Build batteries or risk zapping our EV future
By Simon Hacker | 9th March 2023
Britain's strength as a vehicle maker rests upon creating a climate for OEMs to build electric vehicle batteries, warns the UK's Manufacturing Technologies Association (MTA).
Geoff Noon, MTA statistician, told Renishaw's forum on additive manufacturing that the UK currently makes more engines than cars – and the impact of supply chain distribution issues on the auto sector last year translated into between seven and eight million cars not being produced.
Geoff said: "The issue is that vehicles are made where batteries are made.

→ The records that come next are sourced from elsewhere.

PR #118, opened 2015-05-11
Improvements to the nodejs 0.12.2 ebuild

jbergstroem:
Most of these changes are adopted from iojs, but since nodejs hasn't evolved the same way as iojs (both build system and src), a lot of stuff is held back. This is intentional from an ebuild point of view as well to treat nodejs 0.x as stable builds forward.

This intends to fix the following bugs:
- https://bugs.gentoo.org/show_bug.cgi?id=542970
- https://bugs.gentoo.org/show_bug.cgi?id=539342
- https://bugs.gentoo.org/show_bug.cgi?id=539314
- https://bugs.gentoo.org/show_bug.cgi?id=540766
- https://bugs.gentoo.org/show_bug.cgi?id=541656
- https://bugs.gentoo.org/show_bug.cgi?id=462703
- https://bugs.gentoo.org/show_bug.cgi?id=540106
- (pending confirm) https://bugs.gentoo.org/show_bug.cgi?id=533176


mschubert:
There are still issues with https://bugs.gentoo.org/show_bug.cgi?id=541656 for prefix, see my comment.

mgorny:
@jbergstroem, it looks that patrick has added -r2 with some random changes. Could you take a look and update the PR?

jbergstroem:
Ok - he committed the first version. Rebased this patchset onto master -- recommending -r3 to fix the prefix install :tada:

jbergstroem:
After that's been cut we should also close all referenced bugs.

mgorny:
https://bugs.gentoo.org/show_bug.cgi?id=539314 is pengupop stablereq :P.

mgorny:
Ok, merged as -r3 and closed all mentioned bugs. Though you may want to check whether 539314 didn't mean something else :P.

PR #804, opened 2023-07-29
Unskip s3 tests

Kishan-Dhakan:


tests/cli_tests/0_s3mgrt_migrate_test.go
```diff
@@ -71,7 +71,7 @@ func Test0S3Migration(testSetup *testing.T) {
 			"allocation": allocationID,
 		}))
 
-		require.NotNil(t, err, "Expected a migration failure but got no error", strings.Join(output, "\n"))
+		require.Nil(t, err, "Expected a Migration completed successfully", strings.Join(output, "\n"))
```
Kishan-Dhakan, line 74: This is not correct, why would you not expect a failure if allocation is smaller than what is in the bucket?

PR #823, opened 2023-08-13
Unksip zs3 system tests

Hitenjain14:


Kishan-Dhakan (approved):
Lgtm, gosdk is also sprint-july-4

PR #831, opened 2023-08-19
Fix/reduce allocation

Jayashsatolia403:


tests/cli_tests/zboxcli_update_allocation_test.go
```diff
@@ -13,6 +13,8 @@ import (
 	"testing"
 	"time"
 
+	"github.com/stretchr/testify/assert"
```
Kishan-Dhakan, line 16: Where is assert being used?

Kishan-Dhakan (changes requested):

Kishan-Dhakan (approved):

PR #844, opened 2023-08-27
Fix long file names in case of duplicates

sunilmhta:
Fix long file names in case of duplicates

Related PR:
s3-migration: https://github.com/0chain/s3-migration/pull/96


tests/cli_tests/0_s3mgrt_migrate_alternate2_test.go
```diff
@@ -400,7 +400,9 @@ func Test0S3MigrationAlternatePart2(testSetup *testing.T) {
 // This func needs to be in sync with the original func.
 func getUniqueShortObjKey(objectKey string) string {
 	// Max length to which objectKey would be trimmed to.
-	const maxLength = 100
+	// Keeping this less than 100 chars to prevent longer name in case of uploading duplicate
```
stewartie4, line 403: is there a test to verify what happens on filenames greater than 100 chars?

PR #865, opened 2023-09-24
add workflow

Kishan-Dhakan:


Kishan-Dhakan:
Merging, needed to run the workflow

And because batteries are heavy, the UK auto industry faces a real threat, given that Nissan is the only battery maker in the UK making batteries now."
Looking more broadly, he added: "There was barely any growth of UK GDP last year; it was pretty much a lost cause."

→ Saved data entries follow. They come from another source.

PR #887, opened 2023-10-11
remove killed/shutdown blobber

Kishan-Dhakan:


Kishan-Dhakan:
Passing run: https://github.com/0chain/system_test/actions/runs/6483682791/job/17605829194

PR #919, opened 2023-10-29
Feature/multi alloc stats

Jayashsatolia403:


tests/api_tests/0box_aggregate_endpoints_test.go
```diff
@@ -51,6 +51,313 @@ func Test0boxGraphAndTotalEndpoints(testSetup *testing.T) {
 	marker := config.CreateFreeStorageMarker(t, sdkWallet.ToSdkWallet(sdkWalletMnemonics), ownerWallet.ToSdkWallet(ownerWalletMnemonics))
 	t.Logf("Free allocation marker: %v", marker)
 
+	t.RunSequentiallyWithTimeout("test multi allocation overall graph data", 10*time.Minute, func(t *test.SystemTest) {
+		// Get initial total challenge pools
```
stewartie4, line 55: My only comment is this seems to be a very complex test - are we sure it is not flaky and do we have enough logging to debug it if it fails?

Jayashsatolia403: Yes, I have run it multiple times to check if it works. @dabasov wanted to add a test that covers every param in snapshot when we have multiple allocations and file operations on network. 

This test will be running for roughly 4 to 5 minutes.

Despite this warning, he added the UK is ahead in the additive manufacturing (AM) 3D field in four key areas: machines, all AM materials, AM products and parts and all AM services.
The Faraday Institution recently predicted the UK auto industry will need ten UK-based gigafactories (large, high volume battery manufacturing facilities) by 2040, each producing 20 GWh per year of batteries.

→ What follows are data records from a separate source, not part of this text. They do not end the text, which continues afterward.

PR #930, opened 2023-11-05
Updated chimney blobber rewards to work with 0 service charge

Jayashsatolia403:


tests/api_tests/chimney_blobber_rewards_test.go
```diff
@@ -179,13 +179,27 @@ func Test1ChimneyBlobberRewards(testSetup *testing.T) {
...
+			t.Log("Blobber ID: ", blobber.ID)
+			t.Log("Blobber Challenge Count: ", blobberChallengeCount)
 
 			// Updating total values
 			actualCancellationCharge += actualCancellationChargeForBlobber
 
 			expectedCancellationChargeForBlobber := expectedCancellationCharge * writePriceWeight(blobber.Terms.WritePrice, totalWritePrice)
+			expectedCancellationChargeForBlobber *= float64(blobberChallengeCount["passed"]+blobberChallengeCount["open"]) / float64(blobberChallengeCount["total"])
+
+			t.Log("Expected Challenge Reward: ", expectedCancellationChargeForBlobber)
```
stewartie4, line 191: Remove all of the t.log in this file as the assertion will print out the expected and actual if it fails

stewartie4 (changes requested):

stewartie4:
small tweak needed, otherwise looks good

tests/api_tests/chimney_blobber_rewards_test.go
Jayashsatolia403: It does not in case of inepsilon.

stewartie4 (approved):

The institution said: "The transition to electrified transport is essential to meet Net Zero commitments. The size of the economic opportunity provided by this change is significant."
Meanwhile the recent collapse of battery startup Britishvolt, warns the Royal Society of Chemistry, has highlighted our precarious position: "Vehicle manufacturers ideally need local battery supply chains in place to minimise costs, but uncertainty over political support is deterring investment."
This morning, new global research commissioned by ABB Robotics and leading industry publication Automotive Manufacturing Solutions revealed more than half (59%) of respondents believe the shift to pure electric vehicle production is not achievable within current legislative timelines.
Punchline says: yet another canary-in-the-mine warning follows on from our coverage of the impact of silicone chip shortages on Gloucestershire industry. The best climate for productivity and progress is one where we have certainty, fluid trading relations and clear forward planning. Let's not ignore these warnings or our transition to EV transport will stutter.